But I digress as usual. There was still a lot of very good technical advice delivered on HP3000-L in August. Some that caught my eye follows.

As always, I would like to hear from readers of net.digest and Hidden Value. Even negative comments are welcome. If you think I’m full of it or goofed, or a horse's behind, let me know. If something from these columns helped you, let me know. If you’ve got an idea for something you think I missed, let me know. If you spot something on HP3000-L and would like someone to elaborate on what was discussed, let me know. Are you seeing a pattern here? You can reach me at john@burke-consulting.com.

The moral of this story is you never know where the next nugget of useful information will turn up.

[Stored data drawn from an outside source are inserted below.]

PR #26700, opened 2026-04-10
hsflowd: stop overriding SIGABRT signal handler

yxieca:
## Description
hsflowd registers a custom signal handler for SIGABRT which catches assertion failures and prevents proper core dump generation. This makes debugging runtime crashes very difficult — the process continues in a broken state instead of terminating with a useful core file.

### Changes
- Remove `sigaction(SIGABRT, &sa, NULL)` from hsflowd main() signal handler setup
- Default SIGABRT handler will now produce proper core dumps

### Testing
- 15/15 sflow tests pass on VS KVM testbed
- No behavioral change for normal operation (SIGABRT only fires on assertion failures)

### Related
- Helps debug sflow trixie issues (#26421)
- libhiredis 1.2.0 assertion triggers SIGABRT when redisAsyncCommand called from callbacks

### DIFF
--- a/src/sflow/hsflowd/patch/0007-hsflowd-stop-overriding-sigabrt.patch
+++ b/src/sflow/hsflowd/patch/0007-hsflowd-stop-overriding-sigabrt.patch
@@ -1,11 +1,16 @@
 --- a/src/Linux/hsflowd.c
 +++ b/src/Linux/hsflowd.c
-@@ -1849,7 +1849,7 @@
-     sigaction(SIGILL, &sa, NULL);
-     sigaction(SIGBUS, &sa, NULL);
-     sigaction(SIGXFSZ, &sa, NULL);
+@@ -1844,14 +1844,9 @@
+     sa.sa_sigaction = signal_handler;
+     sigemptyset(&sa.sa_mask);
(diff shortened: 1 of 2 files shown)


yxieca:
Note: only the crash signal overrides (SIGSEGV, SIGILL, SIGBUS, SIGXFSZ, SIGABRT) are removed. The remaining signals are retained because they have useful application-level handlers:

- **SIGTERM** → graceful shutdown (EVStop)
- **SIGINT** → abrupt exit with cleanup
- **SIGUSR1** → decrease debug log level
- **SIGUSR2** → increase debug log level
- **SIGHUP** → reopen log files (for logrotate)

The crash signal handler was catching fatal signals, logging a text backtrace, then calling `exit(sig)` — which suppressed core dump generation. With the default kernel handlers restored, crashes will now produce proper core dumps for post-mortem debugging with GDB.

As if I needed another reason to recommend people subscribe to and read HP3000-L (or at least "Hidden Value" and "net.digest" in the 3000 NewsWire), let me comment on something that happened to me recently. I run two instances of Apache/iX on two separate HP e3000s (you can see one of them at www.burke-consulting.com). These are both basically documentation servers so having search capability is important. Fortunately for me, Lars Appel ported ht://Dig to MPE/iX some time ago. I installed ht://Dig on both servers and have been happily using them, except for one nagging problem. During the search process, ht://Dig would time out every 120 or so pages. After several timeouts, it would start up again and be fine for another 120 or so pages. Traffic is light on both servers and I have not experienced any other issues in the more than one year both web servers have been running. Still, every time I re-indexed, this timeout issue would bug me. After all, it meant half a dozen pages or more were not being indexed. And I just knew that the next time I was looking frantically for an answer to some problem, it would be contained in one of the documents that did not get indexed.

A month or so ago I was reading a posting about a sockets application. This even though I've never done any sockets programming and the posting did not seem to have any relevance to any current projects. I came across the following:

"If I recall correctly, sockets can't be reused after they are closed until 4 minutes later (2 * MSL. MSL = Maximum Segment Lifetime). So, if you cycle through a lot of connections really fast, then you may be waiting for whatever is left of the 4 minute timeout for the first sockets that were closed. Take a look in NMMGR at MAX TCP CONNECTIONS and set it to the max (4096 I think)."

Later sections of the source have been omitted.